He is really dragging his feet on this (almost 2 months now) and I just want to fix the situation. I am unable to come across a replacement tank (looks like they went out of production), so I'm looking to replace it.

I found these units:

http://www.freshwatersystems.com/p-4441-grundfos-mq3-35-230v-34-hp-pressure-booster-pump.aspx

Is this going to do the same thing I want? I'm curious how effective it could be without a large holding tank, but maybe these are more efficient and don't need it?

If I'm going to spend $500 for a new tank, I might as well switch over to something that is more efficient.

Thanks for any help!

--Andy
Arnold, MD


----------



## TheMightyMoe (Nov 27, 2012)

(Semi)

The benefit of having a large bladder is, that for short uses like washing hands / toilet flushes etc... is the pump won't have to run, resulting in less cycling, which is more efficient (Less peaking from cycling pump on/off)

It really is a shame you can't just plumb that to another tank, that would be the most efficient repair.

I have no experience with tankless boosters, just systems with undersized tanks.


----------



## Crashsector (Nov 27, 2012)

OK so that is my second question. Would something like this work?

http://www.homedepot.com/Plumbing-P...Id=10053&langId=-1&storeId=10051#.ULTlBuQ4NJs

That seems to be the same thing, I'd just have to rig up a way to plumb the pump to it.

--Andy


----------



## TheMightyMoe (Nov 27, 2012)

*As long as the tank matches the specifications of the old one / pumps ratings, it SHOULD be fine*. 

Almost same price twice as much storage.

http://www.homedepot.com/webapp/wcs...ct-4-_-100049233-_-202846484-_-N#.ULTnneRLXSg


----------



## WhitePine (Nov 27, 2012)

I lived on a boat for many years. My freshwater system used a similar pump to that Grundfos model, although quite a bit smaller and a different make. The trouble with them is the PITA on/off operation cycle at low flow rates. A bladder tank system is greatly preferable.

Bladder tanks can be Tee'd together in parallel. Doing so simply increases the capacity. Since your tank sounds not only blown but waterlogged, you have essentially zero capacity in it. Adding another tank in parallel, or simply replacing the old tank, would be my approach. If you could post a larger photo of the old system taken in such a manner as to provide good detail of the tank connection setup, one of us should be able to provide some more specific advice.

BTW, bladder tank pressures have to be adjusted to match the pump pressure switch setting, or vice versa, so it's a little more complicated than just changing out the tank.

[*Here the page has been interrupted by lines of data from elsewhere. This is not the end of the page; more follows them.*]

PR #48443, opened 2026-05-17
receiver/httpcheck: add structured validation result metrics

### LINKED ISSUE #44662: httpcheck receiver - Additonal attributes on validation
### Component(s)

receiver/httpcheck

With httpcheck receiver, we can have multiple validations, but from what I can tell, there is no way to tell which validations have passed and which have failed for multiple validations in the same httpcheck receiver.

For example, I have a http status endpoint which isn't pass/fail, it's got statues for different systems, all of which are validated. 

```json
{
  "system_1": true,
  "system_2": true,
  "system_3": false
}
```

For each listed validation, I would like to have an attribute attached to the metric which says which jsonpath the validation was performed against

Also "validation passed" and "validation failed" as seperate metrics doesn't really make much sense to me. It would be good instead to have as single validation metric with another attribute of "pass" or "fail" (or `passed= "true"/"false"`).

An alternative to this is to setup multiple httpcheck receivers against the same endpoint and then use pipelines to pass into a processor to filter out redundant metrics. But this means 1 HTTP check request turns into multiple (in my case, 5) httpchecks per endpoint which increases load on the endpoint being checked

Another alternative is to modify the receiver to return HTTP response body string as an attribute too so we can use a processor to extract the elements we need and perform our own validation downstream

### Additional context

_No response_

### Tip

VenuEmmadi:
#### Description

Adds structured response validation metrics to the HTTP Check Receiver.

**Problem:** Previously, `httpcheck.validation.passed` and `httpcheck.validation.failed` only exposed aggregated counts per validation type, making it difficult to identify which specific validation rule passed or failed when multiple validations were configured for the same endpoint.

**Solution:** This change introduces a new metric, `httpcheck.validation.result`, which emits one datapoint per validation rule.

The new metric emits one datapoint per validation rule with the following structured attributes:

| Attribute | Description | Example |
|-----------|-------------|---------|
| `validation.type` | Type of validation performed | `json_path`, `contains`, `regex`, `size` |
| `validation.path` | The expression being evaluated | `system_3`, `healthy`, `^ok$` |
| `validation.expected` | Expected value (when `equals` specified) | `true`, `ok`, `200` |
| `validation.result` | Pass/fail result of the validation | `passed`, `failed` |

**Example Output:**

```text
httpcheck.validation.result{
  validation.type="json_path",
  validation.path="system_3",
  validation.expected="true",
  validation.result="failed"
} = 1
```

This enables users to:
- Identify exactly which validation failed
- Query validations by JSON path or validation expression
- Monitor multiple validations from a single HTTP request
- Avoid configuring multiple duplicate receivers for the same endpoint

**Why this matters:** Without this change, a user with the following API response:

```json
{"system_1": true, "system_2": true, "system_3": false}
```

and multiple validations would only see aggregated validation counts, without visibility into which specific validation failed. The new structured metric makes each validation independently observable.

**Backward compatibility:** The following legacy metrics continue to work unchanged as aggregate metrics that expose counts grouped by validation type:
- `httpcheck.validation.passed`
- `httpcheck.validation.failed`

#### Link to tracking issue

Fixes #44662

#### Testing

Added unit tests covering:
- Structured validation result metrics
- JSON path validation attributes
- Passed and failed validation scenarios
- Backward compatibility for legacy metrics
- Multiple validation types:
  - `json_path`
  - `contains`
  - `regex`
  - `size`

Verified:
- One datapoint is emitted per validation rule
- `validation.path` correctly identifies the evaluated validation
- `validation.result` correctly reports passed/failed state
- Legacy metrics continue emitting aggregated counts by validation type

#### Documentation

Updated `receiver/httpcheckreceiver/README.md` with:
- Documentation for the new `httpcheck.validation.result` metric
- Structured attribute descriptions
- Example metric outputs
- Multiple JSON path validation examples
- Backward compatibility notes for legacy metrics
- Updated validation configuration examples
- Clarification for gjson path syntax usage


receiver/httpcheckreceiver/metadata.yaml
```diff
@@ -167,3 +179,13 @@ metrics:
       monotonic: false
     unit: "{validation}"
     attributes: [http.url, validation.type]
+  httpcheck.validation.result:
```
thompson-tomo:
```suggestion
  httpcheck.validation.outcome:
```

receiver/httpcheckreceiver/metadata.yaml
```diff
@@ -167,3 +179,13 @@ metrics:
...
+    description: Result of a response validation (1 for each validation, with result attribute).
+    enabled: false
+    stability: development
+    sum:
+      value_type: int
+      aggregation_temporality: cumulative
+      monotonic: false
+    unit: "{validation}"
+    attributes: [http.url, validation.type, validation.path, validation.expected, validation.result]
```
thompson-tomo:
```suggestion
    attributes: [http.url, httpcheck.validation.type, httpcheck.validation.path, httpcheck. validation.expected, httpcheck.validation.result]
```

receiver/httpcheckreceiver/metadata.yaml
```diff
@@ -57,6 +57,18 @@ attributes:
...
     requirement_level: recommended
+  validation.expected:
+    description: The expected value for the validation (when equals is specified).
+    type: string
+    requirement_level: recommended
+  validation.path:
+    description: The validation expression being evaluated (JSONPath, contains string, regex pattern, size constraint).
+    type: string
+    requirement_level: recommended
+  validation.result:
```
thompson-tomo:
```suggestion
  httpcheck.validation.result:
```

receiver/httpcheckreceiver/metadata.yaml
```diff
@@ -57,6 +57,18 @@ attributes:
     description: OSI transport layer or inter-process communication method.
     type: string
     requirement_level: recommended
+  validation.expected:
+    description: The expected value for the validation (when equals is specified).
+    type: string
+    requirement_level: recommended
+  validation.path:
```
thompson-tomo:
```suggestion
  httpcheck.validation.path:
```
Or
```suggestion
  httpcheck.validation.expression:
```

receiver/httpcheckreceiver/metadata.yaml
```diff
@@ -57,6 +57,18 @@ attributes:
...
+    description: The validation expression being evaluated (JSONPath, contains string, regex pattern, size constraint).
+    type: string
+    requirement_level: recommended
+  validation.result:
+    description: The result of the validation (passed or failed).
+    type: string
+    requirement_level: recommended
   validation.type:
```
thompson-tomo:
```suggestion
  httpcheck.validation.type:
    description: Type of validation performed (contains, json_path, size, regex)
    type: string
    requirement_level: recommended
  validation.type:
```

receiver/httpcheckreceiver/metadata.yaml
```diff
@@ -57,6 +57,18 @@ attributes:
     description: OSI transport layer or inter-process communication method.
     type: string
     requirement_level: recommended
+  validation.expected:
```
thompson-tomo:
```suggestion
  httpcheck.validation.expected:
```
Or maybe

```suggestion
  httpcheck.response.expected:
```

receiver/httpcheckreceiver/metadata.yaml
thompson-tomo: I am wondering if we should remove validation.path &  validation.expected from a metric due to cardinality & instead complement the metric with an event `httpcheck.validation.failure`. This event would emit that lower level detail and can add things like error.message.

.chloggen/httpcheck-validation-result-metric.yaml
```diff
@@ -0,0 +1,36 @@
...
+  Legacy metrics (`httpcheck.validation.passed` and `httpcheck.validation.failed`) continue to work unchanged for backward compatibility.
+
+# If your change doesn't affect end users or the exported elements of any package,
+# you should instead start your pull request title with [chore] or use the "Skip Changelog" label.
+# Optional: The change log or logs in which this entry should be included.
+# e.g. '[user]' or '[user, api]'
+# Include 'user' if the change is relevant to end users.
+# Include 'api' if there is a change to a library API.
+# Default: '[user]'
+change_logs: [user]
```
thompson-tomo:
```suggestion
change_logs: [user]

```

receiver/httpcheckreceiver/metadata.yaml
VenuEmmadi: Lets Keep current names. OTel conventions typically use short, scoped names. validation.type is clear within httpcheck context.

receiver/httpcheckreceiver/metadata.yaml
VenuEmmadi: Lets Keep current names.

receiver/httpcheckreceiver/metadata.yaml
VenuEmmadi: Lets use validation.expression - it's more generic and accurate.

receiver/httpcheckreceiver/metadata.yaml
VenuEmmadi: Lets Keep as is. Cardinality is safe (static config values). Events would make debugging harder for users.

receiver/httpcheckreceiver/metadata.yaml
VenuEmmadi: Lets Keep current names.

receiver/httpcheckreceiver/metadata.yaml
VenuEmmadi: Lets Keep current names.

receiver/httpcheckreceiver/metadata.yaml
VenuEmmadi: Thanks for the suggestion! I'd prefer to keep `httpcheck.validation.result` as the metric name since `result` is a common term in OpenTelemetry and matches existing patterns. `outcome` is less commonly used for validation metrics across OTel components.

receiver/httpcheckreceiver/metadata.yaml
VenuEmmadi: Thanks for the review! I've made the following updates:

1. Changed `validation.path` → `validation.expression` as suggested (more generic and accurate for all validation types)
2. Updated all code, tests, and documentation
3. Kept httpcheck.validation.result as the metric name (the attribute inside it is validation.result)

PR is ready for another review. Thanks!

receiver/httpcheckreceiver/metadata.yaml
thompson-tomo: The problem is you end with an attribute in a metric with the same name which is confusing. This pattern of using outcome for the metric and result is used in semantic conventions. And In fact there is a rule for ensuring they differ: https://github.com/instrumentation-score/spec/blob/main/rules/MET-006.md

receiver/httpcheckreceiver/metadata.yaml
thompson-tomo: Actually that is not the case, the naming guidance is https://opentelemetry.io/docs/specs/semconv/general/naming/#general-naming-considerations.

Key thing is:

> Be precise. Attribute, event, metric, and other names should be descriptive and unambiguous.

Note If you see an attribute `validation.type` you have no idea what the scope is just by looking at it hence why new attribute names are being scoped under the appropriate namespace.

Further along in that [doc](https://opentelemetry.io/docs/specs/semconv/general/naming/#recommendations-for-application-developers) it mentions:

> The name is specific to your application that will be used internally only. If you already have an internal company process that helps you to ensure no name clashes happen then feel free to follow it. Otherwise it is recommended to prefix the attribute name by your application name, provided that the application name is reasonably unique within your organization (e.g. myuniquemapapp.longitude is likely fine). Make sure the application name does not clash with an existing semantic convention namespace.

Which is why attributes are prefixed.

receiver/httpcheckreceiver/metadata.yaml
thompson-tomo: See above as to guidance stating to prefix.

receiver/httpcheckreceiver/metadata.yaml
thompson-tomo: See above as to guidance stating to prefix.

receiver/httpcheckreceiver/metadata.yaml
thompson-tomo: See above as to guidance stating to prefix.

In fact based on that guidance above it should be the second as makes it clear that the value is the expected response. Whereas validation.expected would be interrupted as indicating if it is expected for validation to have occurred.

receiver/httpcheckreceiver/metadata.yaml
thompson-tomo: How so, adding an event would make things easier to debug as the event can contain additional attributes ie error.message?

The cardinality is higher as you end up with data points for every combination of attributes. The key thing the metric is for reporting status of the check of a http.url.

VenuEmmadi: @thompson-tomo could you please review now.

receiver/httpcheckreceiver/metadata.yaml
```diff
@@ -53,12 +53,20 @@ attributes:
     description: Full HTTP request URL.
     type: string
     requirement_level: recommended
-  network.transport:
-    description: OSI transport layer or inter-process communication method.
+  httpcheck.validation.outcome:
```
thompson-tomo, line 56:
```suggestion
  httpcheck.validation.result:
```

Attribute should differ to metric name.

receiver/httpcheckreceiver/metadata.yaml
```diff
@@ -147,23 +155,13 @@ metrics:
...
+    description: Result of a response validation (1 for each validation, with outcome attribute).
     enabled: false
     stability: development
     sum:
       value_type: int
       aggregation_temporality: cumulative
       monotonic: false
     unit: "{validation}"
-    attributes: [http.url, validation.type]
+    attributes: [http.url, httpcheck.validation.type, httpcheck.validation.target, httpcheck.validation.outcome]
```
thompson-tomo, line 167:
```suggestion
    attributes: [http.url, httpcheck.validation.type, httpcheck.validation.target, httpcheck.validation.result]

```

receiver/httpcheckreceiver/metadata.yaml
```diff
@@ -147,23 +155,13 @@ metrics:
...
-    enabled: false
-    stability: development
-    sum:
-      value_type: int
-      aggregation_temporality: cumulative
-      monotonic: false
-    unit: "{validation}"
-    attributes: [http.url, validation.type]
-  httpcheck.validation.passed:
-    description: Number of response validations that passed.
```
thompson-tomo, line 161: Shouldn't this remain for backwards compatibility?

Also, I used to be a landlord. In the state where I had my rentals, doing what your landlord is doing would have gotten me in hot water fast. Maryland isn't exactly a lax regulatory environment. I would think you have recourse through that avenue.


----------



## Crashsector (Nov 27, 2012)

WhitePine said:


> Also, I used to be a landlord. In the state where I had my rentals, doing what your landlord is doing would have gotten me in hot water fast. Maryland isn't exactly a lax regulatory environment. I would think you have recourse through that avenue.


 
His recourse is that it is not essential for proper operation. He said that the water pressure without it is "adequate." It may not be worth the money to pursue anything legally - it will most likely cost more than a new tank.

Here is a photo of how it's plumbed right now:






It looks like those new tanks plumb in to the bottom. So I would just have to move the pump, or leave it where it is and plumb down to the bottom of the new tank.

--Andy


----------



## nate379 (Nov 27, 2012)

Why is the city pressure so low?  Seems like that tank is just a band aid fix to the real problem.


----------



## WhitePine (Nov 27, 2012)

Crashsector said:


> His recourse is that it is not essential for proper operation. He said that the water pressure without it is "adequate." It may not be worth the money to pursue anything legally - it will most likely cost more than a new tank.


 
I know of no place where he could get away with that. It was there when you rented, and it provided a useful or necessary function, so he has to keep it in good repair, unless stated otherwise in the contract. That's the general rule.

I wasn't suggesting you sue him. Some states have renter's bureaus which will proceed administratively against landlords in certain circumstances. I don't know if Maryland is one of those states.

My understanding is the minimum acceptable standard for domestic water pressure is 20 psi. However, I can't point you to a source for that number. I know 20 psi is really bad, because that's all I had a one place. I simply cut them off and put in a well.  15 psi must be truly awful.

My current problem is too high a pressure. Our utility provides 140 psi to our house. Needless to say, I have a regulator.


----------



## northwinds (Dec 6, 2012)

In a prior house, the town's water pressure was low to selected areas, and the town was required to install and maintain the pump to the state's minimum pressure, all at the town's expense.  In fact, my  neighbor complained about having to pay the electricity to run the pump, and the town gave everyone on our street a credit on the water bill
to offset electrical use for the pump.  We had the tankless one that you showed.  The downside of the tankless one is that it runs everytime you turn on the water, and the noise was a bit annoying.


----------



## Highbeam (Dec 7, 2012)

nate379 said:


> Why is the city pressure so low? Seems like that tank is just a band aid fix to the real problem.


 
In my system at work we have low pressure areas like that due to variation in elevation within the city. 70 psi on the valley floor makes nearly zero pressure way up on the hill. Open those fire hydrants up on the hill and water pours out relatively slowly but can be sucked out with a pumper truck.

With that pump you can add an expansion tank anywhere in the system between the pump and the faucet and it will replace the function of the current tank.


----------



## devinsdad (Dec 14, 2012)

FYI: 20 psi is the minimum in any New York public water system. That includes when fire hydrants are in use.   I'd be willing to bet your state regulations are the same.


----------